Very good point on the differences between the French and German style chef knives. I just started with Sabatiers after using the German knives for years. Does take a little getting used to-very different feel-but i love em. Couple of swipes on a steel and i'm good to go .
A few years ago I purchased a brand new Sabatier carbon steel chef's knife; I ultimately gave it to a friend due to poor quality carbon steel. Unlike the really old Sabatiers whose blades are pitted from the get go, metallurgy in the new ones just doesn't cut it and no pun intended. It's mostly at ebay where I've gotten my old Sabatiers recently. The clue to a good old Sabatier is, indeed, blade pitting. So if you see one that's for sale at ebay send a PM to the owner inquiring as to blade pitting.
i am wondering why anyone would WANT a vintage whatever.
go and buy a NEW japanese carbon steel clad knife and you can
have all the sharpness AND rust to fill your heart's desire!!
various japanese knifemakers will take a piece of white steel or
the more complex blue steel and forge weld it to softer carbon
or stainless steel. the whole thing is tempered up into the
hardness range of 59 to even 64!! (typical german steel is hardened
"only" to 55 - 57. thinner, harder, and sharper blades than you
can imagine. blazes thru anything.
hahahahahahahahahahahahahhaaha ... ball and socket ... you crack me up!!
for your entertainment, look up <<korin.com>> or <<japanese-knife.com>>
(same website) and look up under "western knives" and pick up on the
various misono or whatever knives that have the "warning" underneath
that reads "carbon knives are NOT rustproof" or something similar.
sharper than ANY sabatier knife and thoroughly modern. why yearn for
old school when something new is SO much better?? the "chef's knife"
shape is usually called a "gyuto" and is found with the three rivet western
style handles and also the more traditional round ho wood handles.
also, if you don't mind stainless, they also sometimes feature nice house
brand chef knives on their ebay site under "japanese trading". quit mooning
over the french stuff and make the investment in japanese steel. if japanese steel is good enough for the bride in "kill bill", it's good enough for you!
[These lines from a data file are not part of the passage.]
PR #2167, opened 2021-01-13
Add Variable benchmarks

Shane32:


src/GraphQL.Benchmarks/Benchmarks/VariableBenchmark.cs
```diff
@@ -0,0 +1,267 @@
...
+            services.AddSingleton<MyQueryGraphType>();
+            services.AddSingleton<MyInputObjectGraphType>();
+            services.AddSingleton<MySubInputObjectGraphType>();
+            services.AddSingleton<ISchema, MySchema>();
+
+            _provider = services.BuildServiceProvider();
+            _schema = _provider.GetRequiredService<ISchema>();
+            _schema.Initialize();
+            _executer = new DocumentExecuter();
+            _queryLiteral = @"
```
sungam3r, line 42: Let's keep all such requests in separate files like here:
изображение

I moved them there to make it easier to edit them separately from the code. In addition, then syntax highlighting becomes available. Also no need in escaping like `""`.

sungam3r: https://marketplace.visualstudio.com/items?itemName=GraphQL.vscode-graphql

src/GraphQL.Benchmarks/Benchmarks/VariableBenchmark.cs
```diff
@@ -0,0 +1,267 @@
...
+            Variable();
+            EnableValidation = val;
+        }
+
+        public IEnumerable<bool> TrueFalse => new[] { true, false };
+
+        [ParamsSource(nameof(TrueFalse))]
+        public bool EnableValidation { get; set; }
+
+        [Benchmark]
```
sungam3r, line 150:
```suggestion
        [Benchmark(Baseline = true)]
```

to answer the question, the answer lies in the philosophy of one's tools.
you are correct in stating that chinese chefs love their cleavers and hey,
i love mine too!! at last count i have nine chinese cleavers, including
the incredible $205.00 shun cleaver i got for $98.00 on ebay when NO ONE
ELSE bidded on it! but there is a difference between the traditional "one
cleaver for everything" and the japanese philosophy of specific blades for
specific jobs. can you believe a special blade just for fugu?? for horse mackerel?? for unagi?? yeah, they exist. kinda like the difference between
having only a 16 oz. claw hammer and having a claw plus a ball peen plus a tack plus a ... well, you get the picture.
i love knives and love specific tools for anything and as a writer/researcher,
i find the japanese the most advanced in terms of steel production and
construction methods. no western sword ever made has ever come close to
japanese swords produced in terms of strength, durability, and balance. after all, people have found swords 400 years old with very little rust or corrosion on the blade!! this same dedication is found in their knife production.